Numerical evidence for `multi-scalar stars'

TL;DR

This paper introduces a new class of gravitational solutions called phase-shifted boson stars, formed from multiple scalar fields, which are shown to be potentially stable and more common than previously believed.

Contribution

It presents a novel family of multi-scalar, soliton-like solutions in general relativity, expanding the understanding of scalar field configurations and their stability.

Findings

Phase-shifted boson stars are stable over long timescales.

These solutions are similar to known boson and oscillating soliton stars.

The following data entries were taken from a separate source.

PR #208, opened 2026-08-07
fix: treat fixed-size hash keys as binary, and enforce key semantics in hash_create()

JunfengYang:
Three commits: two bug fixes sharing one defect pattern, plus a backport of the upstream hardening that makes the pattern impossible to reintroduce silently.

## The defect pattern

`hash_create()` without `HASH_BLOBS`/`HASH_FUNCTION` silently defaults to **string** hashing and comparison. Callers keying on fixed-size integers then get `strlen()`/`strncmp()` over binary bytes: out-of-bounds reads when no key byte is zero, and truncated comparisons that make different keys alias whenever they agree up to the first zero byte.

## Commit 1 — autovacuum alive-session hash (`do_autovacuum`)

Session ids (4-byte ints) hashed as strings:

* Under AddressSanitizer every autovacuum worker aborts at startup (`stack-buffer-overflow` in `string_hash`), crash-looping the cluster.
* Deterministic aliasing: with a live session id `S < 65536`, an orphaned temp namespace with suffix `S + 2^24` has the identical C-string view (`3D 00 00 00` vs `3D 00 00 01` → both `"\x3D"`) and is never cleaned up.

Fix: `HASH_ELEM | HASH_BLOBS`. New `autovacuum-alive-session` regress test fabricates the aliasing orphan via catalog surgery, waits on the existing `auto_vac_worker_before_do_autovacuum` fault point, and asserts the orphan is swept while the live session's own temp table survives. The test fails without the fix (`swept` → `still present`).

## Commit 2 — resource-group io-limit bdi hash

Same pattern, worse odds: keys are `bdi_t` (`dev_t`), whose first byte is the minor number's low 8 bits. Whole-disk devices typically have minor 0 (`sda` 8:0, `nvme0n1` 259:0, `dm-0` 253:0), so their keys all read as the **empty string** — every such device collapses into a single hash entry, misattributing or losing per-device IO statistics. Found by auditing all 114 `hash_create()` call sites for this pattern.

## Commit 3 — enforce key semantics (PostgreSQL 14 hardening, backported)

`hash_create()` now asserts exactly one of `HASH_STRINGS` / `HASH_BLOBS` / `HASH_FUNCTION`, and that string keys are longer than 8 bytes — so the "integer hashed as a string" mistake fails fast at table creation in assert-enabled builds instead of silently corrupting lookups. All in-tree callers relying on the implicit string default (19 sites) now say `HASH_STRINGS` explicitly. No behavior change in production builds.

The assertion proved itself immediately: it caught one call site the static audit had missed (`InitShmemIndex`, exercised at bootstrap — initdb fails without the flag).

## Verification

* Assert-enabled build: `initdb` clean; full `installcheck-good` (669 tests) runs with **zero assertion failures and zero crashes**; the 8 failing tests are pre-existing environment/build-option diffs (tablespace path length, no-llvm/no-libxml/no-gpfdist build, hba view) unrelated to this branch, and the new `autovacuum-alive-session` test passes within the full schedule.
* Unfixed builds fail the new test with the bug's exact signature; under ASan the unfixed autovacuum worker aborts in `string_hash`.

### DIFF
--- a/src/test/regress/sql/autovacuum-alive-session.sql
+++ b/src/test/regress/sql/autovacuum-alive-session.sql
@@ -1,0 +1,123 @@
+-- The autovacuum orphan-temp-namespace sweep must compare session ids as
+-- fixed-size binary keys.  If the alive-session hash table falls back to
+-- string hashing/comparison, the comparison stops at the first zero byte
+-- of the key: an orphaned namespace whose numeric suffix differs from a
+-- live session id only in bytes past that zero byte is mistaken for the
+-- live session's namespace and never cleaned up.
+--
+-- Scenario: take our own session id S and find the first zero byte below
+-- its top byte.  Adding 256^p (p = 1-based position of that zero byte)
+-- flips a byte that string comparison never reaches, so the orphan suffix
+-- S + 256^p reads as the same C string as S.  Under string comparison the
+-- sweep wrongly considers the orphan alive; under binary comparison the
+-- orphan is swept.  Our real temp table must survive either way.
+--
+-- NOTE: this test must run inside an enable_autovacuum schedule window
+-- (it relies on the launcher being up); it manages only naptime itself,
+-- like the other autovacuum-* tests.
+SET client_min_messages = warning;
+CREATE EXTENSION IF NOT EXISTS gp_inject_fault;
+RESET client_min_messages;
+
+-- speed up test
+ALTER SYSTEM SET autovacuum_naptime = 5;
+SELECT pg_reload_conf();
+
+-- The string-alias offset for this session: 256^p where the p'th byte
+-- (1-based, little-endian) of the session id is the first zero byte below
+-- the top byte.  Such a byte exists for every session id below 65536 (CI
+-- clusters) and for larger ids whose low bytes happen to contain a zero;
+-- if none exists, the alias is mathematically inexpressible and we bail
+-- out with an explanation rather than construct a vacuous test.
+CREATE OR REPLACE FUNCTION alias_offset() RETURNS bigint AS $$
+DECLARE sid int; ofs bigint;
+BEGIN
+  SELECT sess_id INTO sid FROM pg_stat_activity WHERE pid = pg_backend_pid();
+  IF sid <= 0 THEN
+    RAISE EXCEPTION 'invalid session id %', sid;
+  END IF;
+  FOR p IN 1..3 LOOP
+    IF (sid / (256^(p-1))::bigint) % 256 = 0 THEN
+      ofs := (256^p)::bigint;
+      IF sid + ofs > 2147483647 THEN
+        RAISE EXCEPTION 'alias suffix for session id % overflows int4', sid;
+      END IF;
+      RETURN ofs;
+    END IF;
+  END LOOP;
+  RAISE EXCEPTION 'session id % has no zero byte below its top byte; the string-alias cannot be constructed -- rerun on a younger cluster', sid;
+END $$ LANGUAGE plpgsql STABLE;
+
+-- positive control: a live session's real temp table
+CREATE TEMP TABLE alive_probe(a int) DISTRIBUTED BY (a);
+INSERT INTO alive_probe SELECT generate_series(1, 10);
+
+-- fabricate the orphan: a plain table rewritten into a temp table living
+-- in a namespace whose suffix string-aliases our session id.  The catalog
+-- UPDATEs below run on the coordinator only (catalog DML is not
+-- dispatched); the segments keep the schema under its original name, and
+-- cleanup at the end relies on that.
+CREATE SCHEMA orphan_probe_schema;
+CREATE TABLE orphan_probe_schema.t(a int) DISTRIBUTED BY (a);
+SET allow_system_table_mods = on;
+DO $$
+DECLARE sid int;
+BEGIN
+  SELECT sess_id INTO sid FROM pg_stat_activity WHERE pid = pg_backend_pid();
+  UPDATE pg_namespace SET nspname = 'pg_temp_' || (sid + alias_offset())
+   WHERE nspname = 'orphan_probe_schema';
+  UPDATE pg_class SET relpersistence = 't'
+   WHERE oid = ('pg_temp_' || (sid + alias_offset()) || '.t')::regclass;
+END $$;
+RESET allow_system_table_mods;
+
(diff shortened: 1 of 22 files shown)


src/test/regress/sql/autovacuum-alive-session.sql
```diff
@@ -0,0 +1,94 @@
...
+-- fabricate the orphan: a plain table rewritten into a temp table living
+-- in a namespace whose suffix string-aliases our session id
+CREATE SCHEMA orphan_probe_schema;
+CREATE TABLE orphan_probe_schema.t(a int) DISTRIBUTED BY (a);
+SET allow_system_table_mods = on;
+DO $$
+DECLARE sid int;
+BEGIN
+  SELECT sess_id INTO sid FROM pg_stat_activity WHERE pid = pg_backend_pid();
+  UPDATE pg_namespace SET nspname = 'pg_temp_' || (sid + 16777216)
```
adam8157: This will not dispatched to segments, you will get an orphan_probe_schema.t on segments at the end, suggest renaming back then `DROP SCHEMA ... CASCADE` at the sweeping stage.

src/test/regress/sql/autovacuum-alive-session.sql
```diff
@@ -0,0 +1,94 @@
...
+-- positive control: a live session's real temp table
+CREATE TEMP TABLE alive_probe(a int) DISTRIBUTED BY (a);
+INSERT INTO alive_probe SELECT generate_series(1, 10);
+
+-- precondition for the byte-aliasing construction
+DO $$
+DECLARE sid int;
+BEGIN
+  SELECT sess_id INTO sid FROM pg_stat_activity WHERE pid = pg_backend_pid();
+  IF sid <= 0 OR sid >= 65536 THEN
```
adam8157: Why doesn't this fit the precondition? And the sid could be big in a long running cluster.

src/test/regress/sql/autovacuum-alive-session.sql
```diff
@@ -0,0 +1,94 @@
...
+-- fabricate an orphaned temp namespace with suffix S + 16777216 (4th byte
+-- set).  Under string comparison both keys read as the same C string, so
+-- the sweep wrongly considers the orphan alive; under binary comparison
+-- the orphan is swept.  Our real temp table must survive either way.
+SET client_min_messages = warning;
+CREATE EXTENSION IF NOT EXISTS gp_inject_fault;
+RESET client_min_messages;
+
+-- speed up test
+ALTER SYSTEM SET autovacuum = on;
```
adam8157: We use `enable_autovacuum` and `disable_autovacuum` cases to control this, doing RESET at the end of this case might affect others, if this case is placed in the enable window.

src/test/regress/sql/autovacuum-alive-session.sql
```diff
@@ -0,0 +1,94 @@
...
+
+-- cleanup (silent in both outcomes) and restore
+SET allow_system_table_mods = on;
+DO $$
+DECLARE sid int;
+BEGIN
+  SELECT sess_id INTO sid FROM pg_stat_activity WHERE pid = pg_backend_pid();
+  IF EXISTS (SELECT 1 FROM pg_class c JOIN pg_namespace n ON n.oid = c.relnamespace
+             WHERE c.relname = 't' AND n.nspname = 'pg_temp_' || (sid + 16777216)) THEN
+    EXECUTE format('DROP TABLE %I.t', 'pg_temp_' || (sid + 16777216));
```
adam8157: This will error out while reproducing, since catalog DDL is not dispatched to segments, suggest the same fix as above.

adam8157 (commented):
The fix looks great, all my comments are about the test case.

src/test/regress/sql/autovacuum-alive-session.sql
JunfengYang: Fixed in 55bf9b0bc9 as suggested: cleanup now renames the coordinator's copy back to orphan_probe_schema (the segments kept that name all along — the catalog UPDATEs never leave the coordinator) and then runs a single dispatched DROP SCHEMA orphan_probe_schema CASCADE. Measured on a demo cluster: zero leftovers on the coordinator and all three segments in both outcomes. Your prediction also got an involuntary live demo — an aborted mid-test run left orphan_probe_schema.t on every segment, which the old per-object cleanup would never have removed.

src/test/regress/sql/autovacuum-alive-session.sql
JunfengYang: Both points addressed in 55bf9b0bc9. Why the precondition exists: the string-alias requires a zero byte below the session id's top byte — string comparison stops at the first zero byte, so only a byte above it can differ invisibly; sid < 65536 was just one sufficient condition (byte 2 zero). The test now computes the offset generally (new alias_offset() helper finds the first zero byte among the low three and returns 256^p), which covers every sid below 65536 plus any larger sid whose low bytes contain a zero. For a sid with no zero byte below the top byte the alias is mathematically inexpressible — no integer other than sid itself has the same C-string view — so the helper raises with a message saying exactly that, rather than constructing a test that passes vacuously.

src/test/regress/sql/autovacuum-alive-session.sql
JunfengYang: Right — removed in 55bf9b0bc9. The test no longer touches the autovacuum GUC at all; it only sets/RESETs autovacuum_naptime, same as the other autovacuum-* tests. Its schedule slot is already inside the enable window (right after the autovacuum family, which follows the enable_autovacuum bracket), and a header note in the test now states that placement requirement.

src/test/regress/sql/autovacuum-alive-session.sql
JunfengYang: Fixed in 55bf9b0bc9, same rename-back + dispatched DROP SCHEMA CASCADE as the other thread. Validated the reproducing outcome explicitly: fabricating the orphan with a live foreign session's id as suffix drives the sweep to keep it (NOTICE 'orphan temp table still present'), after which the teardown completes with no errors and zero leftovers on any instance. One note on reproducing the original bug directly: after the hash_create() enforcement commit, reverting the fix aborts every autovacuum worker at table creation on assert builds (string keys now require keysize > 8), so the buggy pattern can no longer even start — the live-suffix construction above is the supported way to exercise the still-present path.

adam8157 (approved):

Scalar soliton-like solutions may be more prevalent than previously thought.

Abstract

We present a class of general relativistic soliton-like solutions composed of multiple minimally coupled, massive, real scalar fields which interact only through the gravitational field. We describe a two-parameter family of solutions we call ``phase-shifted boson stars'' (parameterized by central density rho_0 and phase delta), which are obtained by solving the ordinary differential equations associated with boson stars and then altering the phase between the real and imaginary parts of the field. These solutions are similar to boson stars as well as the oscillating soliton stars found by Seidel and Suen [E. Seidel and W.M. Suen, Phys. Rev. Lett. 66, 1659 (1991)]; in particular, long-time numerical evolutions suggest that phase-shifted boson stars are stable. Our results indicate that scalar soliton-like solutions are perhaps more generic than has been previously thought.